PR #125, opened 2022-10-06
Feat  video source integration

rayzhou-bit:


src/editors/containers/VideoEditor/components/VideoSettingsModal/components/ErrorSummary.jsx
```diff
@@ -1,40 +1,27 @@
...
-  },
-};
-ErrorSummary.propTypes = {
-  error: PropTypes.node,
+export const ErrorSummary = () => {
+  const error = React.useContext(ErrorContext);
+  return (
+    <Alert
+      icon={Info}
+      show={!Object.values(error).every(val => Object.keys(val[0]).length === 0)}
```
KristinAoki, line 14: I think it might be better to separate the function inside of `every()` as its own and call it here. It is a little difficult to read what is happening here.  It would also allow for a bit more variable naming to make the readability clearer.

KristinAoki: I would also change the length check from `=== 0` to `!==0` and you won't have to put `!` at the beginning of the line.

KristinAoki (changes requested):

src/editors/data/redux/video/selectors.js
```diff
@@ -47,7 +50,19 @@ export const getTranscriptDownloadUrl = createSelector(
 );
 
 export const videoSettings = createSelector(
-  Object.values(module.simpleSelectors),
+  [
```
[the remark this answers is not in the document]
rayzhou-bit: Originally I wanted to create a selector that took every simpleSelector. When videoId was added, we were getting an error because the values didn't line up anymore. I changed this selector to grab just these values since this should be all we need for saving.

src/editors/containers/VideoEditor/components/VideoSettingsModal/components/ErrorSummary.jsx
KristinAoki: looks good!

src/editors/containers/VideoEditor/components/VideoSettingsModal/__snapshots__/ErrorSummary.test.jsx.snap
```diff
@@ -0,0 +1,45 @@
...
+    <FormattedMessage
+      defaultMessage="Please check your entries and try again."
+      description="Body of validation error."
+      id="authoring.videoeditor.validate.error.body"
+    />
+  </p>
+</Alert>
+`;
+
+exports[`ErrorSummary render snapshots: renders as expected when there are no errors 1`] = `
```
KristinAoki, line 25: Shouldn't this snapshot return nothing or at least the Alert param `show` should equal `false`

src/editors/containers/VideoEditor/components/VideoSettingsModal/ErrorSummary.jsx
```diff
@@ -0,0 +1,31 @@
...
+    <Alert
+      icon={Info}
+      show={Object.values(error).every(module.hasError)}
+      variant="danger"
+    >
+      <Alert.Heading>
+        <FormattedMessage {...messages.validateErrorTitle} />
+      </Alert.Heading>
+      <p>
+        <FormattedMessage {...messages.validateErrorBody} />
```
KristinAoki, line 25: Will this always be a fixed message or will it change based on the errors from the components? Like will it tell you which widgets have the errors? If not, does it make sense for the values to be booleans instead of objects?

KristinAoki (changes requested):
It appears that error summary tests are always returning true. i also noticed that in the transcript test snapshots that `isError` was always set to true, but should only be true when uploadError and deleteError are true.

src/editors/containers/VideoEditor/components/VideoSettingsModal/ErrorSummary.jsx
rayzhou-bit: Based on the figma, it would always be a fixed message. I figured it should just pull in the error context to evaluate the boolean here. Normally, we add a hooks file, but there's not that much logic here.

src/editors/containers/VideoEditor/components/VideoSettingsModal/__snapshots__/ErrorSummary.test.jsx.snap
rayzhou-bit: I fixed this. Realized that the logic I had would have shown alert only if every widget had an error.

KristinAoki (approved):
LGTM

PR #126, opened 2022-10-11
feat: limit xblock title display 

KristinAoki:
Previously titles could have an indefinite length that would run off the screen and block the modal close button. This PR adds a truncated view to xblock titles when not editing. In the editing view the input is saved on the check button click and discarded on the close button click.  

JIRA Ticket: [TNL-9916](https://2u-internal.atlassian.net/browse/TNL-9916)


src/editors/containers/EditorContainer/components/TitleHeader/EditableHeader.jsx
```diff
@@ -1,25 +1,26 @@
...
   handleChange,
   updateTitle,
   handleKeyDown,
   inputRef,
   localTitle,
+  cancelEdit,
 }) => (
   <Form.Group>
     <Form.Control
+      style={{ 'padding-inline-end': 'calc(1rem + 84px)' }}
```
connorhaugh, line 17: nit: for next time: https://mdbootstrap.com/docs/react/utilities/spacing/ we use classNames to reference bootstrap styles, in this case. I'm going to say this is ok for now, because this is something which improves performance so minisculely.

connorhaugh (approved):
Looks good, just one minor nit

src/editors/containers/EditorContainer/components/TitleHeader/EditableHeader.jsx
KristinAoki: The padding only allows for up to the value 5 which was not enough for two buttons inside the input. So I had to include this work around.

PR #130, opened 2022-10-19
feat: update setAssetToStaticUrl to include all assets

KristinAoki:
This PR expands the “static image URL” functionality that was built for the new text editor to be applied to ALL files and uploads assets. This ensures that all files linked in the visual and raw text editor will update with static URLs when saved and allow them to correctly update on course re-runs or export/imports.

JIRA Ticket: [TNL-10150](https://2u-internal.atlassian.net/browse/TNL-10150)


connorhaugh (approved):
Thanks, this look great, and will be much cleaner

PR #131, opened 2022-10-20
feat: duration widget for video settings. TNL-9823.

kenclary:


src/editors/containers/VideoEditor/components/VideoSettingsModal/components/DurationWidget.jsx
```diff
@@ -22,8 +23,23 @@ export const DurationWidget = () => {
...
+      return `Starts at ${durationFromValue(startTime)}`; // TODO internationalize
+    }
+    const total = stopTime - (startTime || 0);
+    return `Total: ${durationFromValue(total)}`; // TODO internationalize
+  };
+
   return (
-    <CollapsibleFormWidget title="Duration">
+    <CollapsibleFormWidget
+      title="Duration"
```
KristinAoki, line 40: internationalization

src/editors/data/services/cms/mockApi.js
```diff
@@ -123,7 +123,7 @@ export const fetchAssets = ({ learningContextId, studioEndpointUrl }) => mockPro
 
 // eslint-disable-next-line
 export const allowThumbnailUpload = ({ studioEndpointUrl }) => mockPromise({
-  data: true,
+  data: true || studioEndpointUrl, // shut up, lint,
```
KristinAoki, line 126: This isn't needed, mine is doesn't throw the lint error

src/editors/containers/VideoEditor/components/VideoSettingsModal/components/DurationWidget.jsx
```diff
@@ -22,8 +23,23 @@ export const DurationWidget = () => {
...
+      subtitle={getTotalLabel(duration.formValue.startTime, duration.formValue.stopTime)}
+    >
       <FormGroup size="sm">
         <div>
           <FormControl
```
KristinAoki, line 45: refer to the mock-ups in ticket for the helper text that should be under each of the fields. Also i think that these need to be number inputs versus text inputs.

KristinAoki (changes requested):
Addition to the comments that I left, there are a few ACs from the ticket that aren't reflected currently.

- When the fields are cleared they are changed to NA:NA:NA instead of 00:00:00
- The end time shouldn't be able to before the start time and vice versa
- Video must be at least a second long (imagine that this check would only happen is a non-default value is input)

src/editors/containers/VideoEditor/components/VideoSettingsModal/components/DurationWidget.jsx
kenclary: the inputs are text, so they can display '00:00:00' format. duration.js handles the conversion between that and actual numeric values (milliseconds)

KristinAoki (changes requested):

src/editors/containers/VideoEditor/components/VideoSettingsModal/components/DurationWidget.jsx
```diff
@@ -5,48 +5,85 @@ import { useDispatch } from 'react-redux';
...
+
   return (
-    <CollapsibleFormWidget title="Duration">
+    <CollapsibleFormWidget
+      title={(<FormattedMessage {...messages.durationTitle} />)}
+      subtitle={getTotalLabel(duration.formValue.startTime, duration.formValue.stopTime)}
+    >
       <FormGroup size="sm">
-        <div>
+        <div className="d-inline-block">
```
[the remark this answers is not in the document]
kenclary: floatingLabel does not appear to match the behavior of the mockups (in which it is always "floated" to the input border). Also, even regular floatingLabel behavior may be broken in respects to the code in duration.js.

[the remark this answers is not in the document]
KristinAoki: The floatingLabel is always at the top border if there is something in the input box. If you are looking at the behavior in the gallery view, it is a bit weird. If you go to devstack you see that it behaves as expected.

src/editors/containers/VideoEditor/components/VideoSettingsModal/components/DurationWidget.jsx
```diff
@@ -3,50 +3,85 @@ import { useDispatch } from 'react-redux';
...
           />
-        </div>
+          <FormControl.Feedback>
+            <FormattedMessage {...messages.durationHint} />
+          </FormControl.Feedback>
+        </FormGroup>
         <div className="mt-4">
-          Total: {duration.formValue.total}
+          {getTotalLabel(duration.formValue.startTime, duration.formValue.stopTime)}
         </div>
```
KristinAoki, line 76: Move this outside of the row

src/editors/containers/VideoEditor/components/VideoSettingsModal/components/DurationWidget.jsx
```diff
@@ -3,50 +3,85 @@ import { useDispatch } from 'react-redux';
...
   return (
-    <CollapsibleFormWidget title="Duration">
-      <FormGroup size="sm">
-        <div>
+    <CollapsibleFormWidget
+      title={intl.formatMessage(messages.durationTitle)}
+      subtitle={getTotalLabel(duration.formValue.startTime, duration.formValue.stopTime)}
+    >
+      <FormattedMessage {...messages.durationDescription} />
+      <Row>
```
KristinAoki, line 51: Add top padding to prevent overlap between duration description and the start time floating label

src/editors/data/redux/thunkActions/video.js
```diff
@@ -32,9 +33,9 @@ export const loadVideoData = () => (dispatch, getState) => {
     allowTranscriptDownloads: rawVideoData.download_track,
     showTranscriptByDefault: rawVideoData.show_captions,
     duration: { // TODO duration is not always sent so they should be calculated.
-      startTime: rawVideoData.start_time,
-      stopTime: rawVideoData.end_time,
-      total: null, // TODO can we get total duration? if not, probably dropping from widget
+      startTime: valueFromDuration(rawVideoData.start_time || '00:00:00'),
+      stopTime: valueFromDuration(rawVideoData.end_time || '00:00:00'),
+      total: 0, // TODO can we get total duration? if not, probably dropping from widget
```
KristinAoki, line 38: remove this todo

src/editors/data/redux/thunkActions/video.js
```diff
@@ -32,9 +33,9 @@ export const loadVideoData = () => (dispatch, getState) => {
     allowTranscriptDownloads: rawVideoData.download_track,
     showTranscriptByDefault: rawVideoData.show_captions,
     duration: { // TODO duration is not always sent so they should be calculated.
```
KristinAoki, line 35: remove todo

KristinAoki (changes requested):
Some small ui changes then it should be good

src/editors/data/redux/thunkActions/video.js
kenclary: this might be a future enhancement (getting the real video total from the backend, which we don't have yet), so I'm tempted to leave it in.

src/editors/containers/VideoEditor/components/VideoSettingsModal/components/DurationWidget.jsx
kenclary: is there a paragon standard class for adding space like this?

KristinAoki: i think you can add to row `className="mt3"` and that should do it

kenclary: mt-4, in fact (applied to the Row below)

KristinAoki (approved):

PR #137, opened 2022-11-03
feat: remove handout widget for content libraries

KristinAoki:
Content libraries do not have asset pages, so the ability to upload handouts is not possible. As a result, the handout widget is not displayed if it is a library block.


rayzhou-bit (approved):
lgtm!

PR #138, opened 2022-11-03
feat: remove thumbnail widget from content libraries

KristinAoki:
Add conditional that checks if the block is from a content library. Content libraries do not host their own videos. Therefore any edx-hosted video present in a content library originates from another course. When trying to upload a new thumbnail it errors out because it is trying to find the video in the library. To prevent this error, the thumbnail widget is not visible to users in content libraries.


rayzhou-bit (approved):
lgtm

PR #141, opened 2022-11-09
Feat  improve transcript flow

connorhaugh:
https://2u-internal.atlassian.net/browse/TNL-10199 
Rewrite of Transcripts widget to improve flow.

TODO: rewrite tests


src/editors/containers/EditorContainer/components/TitleHeader/index.jsx
```diff
@@ -45,13 +45,10 @@ export const TitleHeader = ({
   }
   return (
     <div className="d-flex">
-      <Truncate>
```
connorhaugh, line 48: I realize I need to take this out

src/editors/containers/VideoEditor/components/VideoSettingsModal/components/TranscriptWidget/index.jsx
```diff
@@ -42,13 +82,12 @@ export const TranscriptWidget = ({
...
-  const fileInput = hooks.fileInput({ onAddFile: hooks.addFileCallback({ dispatch: useDispatch() }) });
-  const hasTranscripts = hooks.hasTranscripts(transcripts);
+  const fullTextLanguages = module.hooks.transcriptLanguages(transcripts);
+  const hasTranscripts = module.hooks.hasTranscripts(transcripts);
   return (
     <CollapsibleFormWidget
       isError={Object.keys(error).length !== 0}
-      subtitle={languagesArr}
+      subtitle={fullTextLanguages}
       title="Transcript"
```
KristinAoki, line 91: internationalize

src/editors/containers/VideoEditor/components/VideoSettingsModal/components/TranscriptWidget/index.jsx
```diff
@@ -67,10 +106,10 @@ export const TranscriptWidget = ({
         {hasTranscripts ? (
 
           <Form.Group className="mt-4.5">
-            { Object.entries(transcripts).map(([language, value]) => (
-              <TranscriptListItem
+            { transcripts.map((language, index) => (
+              <Transcript
```
KristinAoki, line 110: Add some padding around this component. There is no spacing when the delete card appears and the transcript below it.

src/editors/containers/VideoEditor/components/VideoSettingsModal/components/TranscriptWidget/TranscriptActionMenu.jsx
```diff
@@ -0,0 +1,80 @@
...
+      <FileInput fileInput={input} acceptedFiles=".srt" />
+    </Dropdown>
+  );
+};
+
+TranscriptActionMenu.propTypes = {
+  index: PropTypes.number.isRequired,
+  language: PropTypes.string.isRequired,
+  // redux
+  launchDeleteConfirmation: PropTypes.func.isRequired,
```
KristinAoki, line 68: is this function actually in redux? if so update in props.

src/editors/containers/VideoEditor/components/VideoSettingsModal/components/TranscriptWidget/Transcript.jsx
```diff
@@ -0,0 +1,104 @@
...
+export const Transcript = ({
+  index,
+  language,
+  // redux
+  deleteTranscript,
+}) => {
+  const { inDeleteConfirmation, launchDeleteConfirmation, cancelDelete } = module.hooks.setUpDeleteConfirmation();
+  return (
+    <>
+      {inDeleteConfirmation
```
KristinAoki, line 46: After deleting a transcript the card does not go away (e.i. the state is not updating to false). How is the state attached to a specific card?

src/editors/data/redux/thunkActions/video.js
```diff
@@ -197,31 +212,29 @@ export const uploadHandout = ({ file }) => (dispatch) => {
...
 
-export const uploadTranscript = ({ language, filename, file }) => (dispatch, getState) => {
+export const uploadTranscript = ({ language, file }) => (dispatch, getState) => {
   const state = getState();
   const { transcripts, videoId } = state.video;
-  let lang = language;
-  if (!language) {
-    [[lang]] = selectors.video.openLanguages(state);
-  }
+  console.log({ roastBeast: transcripts });
```
KristinAoki: remove

KristinAoki (changes requested):

src/editors/data/services/cms/api.js
```diff
@@ -97,6 +111,7 @@ export const apiMethods = {
       };
     }
     if (blockType === 'video') {
+      // found da bug! It is here
```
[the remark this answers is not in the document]
connorhaugh: hahahaha no way edx_video_id was not being saved to the block if it was set by uploading a transcript

src/editors/data/services/cms/api.js
```diff
@@ -68,12 +81,13 @@ export const apiMethods = {
     transcript,
     videoId,
     language,
+    newLanguage = null,
```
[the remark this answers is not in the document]
connorhaugh: it is for when you are changing the language associated with a transcript.

src/editors/containers/VideoEditor/components/VideoSettingsModal/components/TranscriptWidget/Transcript.jsx
connorhaugh: > After deleting a transcript the card does not go away.
Ahh! It in fact does, if there is no card below it, if there is, that one takes the index and keeps the state. I will fix this.

src/editors/data/redux/thunkActions/video.js
```diff
@@ -232,31 +245,44 @@ export const deleteTranscript = ({ language }) => (dispatch, getState) => {
...
+      console.log({ updatedTranscripts });
+      dispatch(actions.video.updateField({ transcripts: updatedTranscripts }));
+    },
+  }));
+};
+
+export const updateTranscriptLanguage = ({ newLanguageCode, languageBeforeChange }) => (dispatch, getState) => {
+  const state = getState();
+  const { video: { transcripts, videoId } } = state;
+  selectors.video.getTranscriptDownloadUrl(state);
```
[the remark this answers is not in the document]
connorhaugh: > Is there a reason you are pulling out the video object out from the state instead of `const {transcripts, videoId} = state.video?

No there is no difference between the two.

why are you using selectors when you have the full state provided in the previous line?
Because the getTranscriptDownloadUrl is a selector which is dependent on state values, but itself not a state value. you're not wrong that I could make them all match, but that would require more mocking in the tests and I'm lazy

src/editors/data/redux/thunkActions/video.js
```diff
@@ -232,31 +245,44 @@ export const deleteTranscript = ({ language }) => (dispatch, getState) => {
...
 
 export const replaceTranscript = ({ newFile, newFilename, language }) => (dispatch, getState) => {
   const state = getState();
-  const { transcripts, videoId } = state.video;
+  const { videoId } = state.video;
   dispatch(requests.deleteTranscript({
     language,
     videoId,
     onSuccess: () => {
-      const updateTranscripts = {};
```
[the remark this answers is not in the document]
connorhaugh: I've solved this by not double adding transcripts on upload

src/editors/sharedComponents/FileInput/index.jsx
```diff
@@ -1,12 +1,28 @@
...
+    }
+  };
+  return {
+    click,
+    addFile,
+    ref,
+  };
+};
+
+export const FileInput = ({ fileInput: hook, acceptedFiles }) => (
```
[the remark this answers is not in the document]
connorhaugh: Note that they don't use the `fileInput` hook so it doesn't effect them.

src/editors/containers/VideoEditor/components/VideoSettingsModal/components/TranscriptWidget/index.jsx
connorhaugh: Done! I added it in the delete card

rayzhou-bit:
If you upload a transcript, change the language and try to download, you will get an error. However, if you save after changing the language and then reload, you can download the transcript as the new saved language. Getting the error isn't great but I don't think this is a blocker.

Doing the same as above but deleting instead of downloading will not delete the transcript. Not a blocker either.

You can select an already uploaded transcript language.

I do like that you can change the language after upload. It's a nice way for users to quickly correct things. You could solve the issues above by making the dropdown inactive though. That would basically be legacy behavior.

src/editors/data/redux/thunkActions/video.js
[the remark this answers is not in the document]
KristinAoki: I just tested this and when I replace a transcript the original one stays and a new one appears. However, when i go to delete the first one all of them are deleted.

KristinAoki:
> If you upload a transcript, change the language and try to download, you will get an error. However, if you save after changing the language and then reload, you can download the transcript as the new saved language. Getting the error isn't great but I don't think this is a blocker.
> 
> Doing the same as above but deleting instead of downloading will not delete the transcript. Not a blocker either.
I did not get these errors when I tried to download or delete transcript after changing the language. For the download, it does download, but with the original language code.
> You can select an already uploaded transcript language.
Confirmed this

KristinAoki (commented):
Once the code coverage increases for:
- src/editors/data/redux/thunkActions/requests.js
- src/editors/data/redux/thunkActions/video.js
- src/editors/data/services/cms/api.js
the PR will be ready to be approved

connorhaugh:
https://app.codecov.io/github/edx/frontend-lib-content-components/commit/a097d55f99658742d09b2fa0f060a05dfa88fb50 
Here you go!

KristinAoki (approved):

Activity: Search the entries for "rayzhou" and show every line that has it.

Output of the task:
rayzhou-bit:
rayzhou-bit: Originally I wanted to create a selector that took every simpleSelector. When videoId was added, we were getting an error because the values didn't line up anymore. I changed this selector to grab just these values since this should be all we need for saving.
rayzhou-bit: Based on the figma, it would always be a fixed message. I figured it should just pull in the error context to evaluate the boolean here. Normally, we add a hooks file, but there's not that much logic here.
rayzhou-bit: I fixed this. Realized that the logic I had would have shown alert only if every widget had an error.
rayzhou-bit (approved):
rayzhou-bit (approved):
rayzhou-bit:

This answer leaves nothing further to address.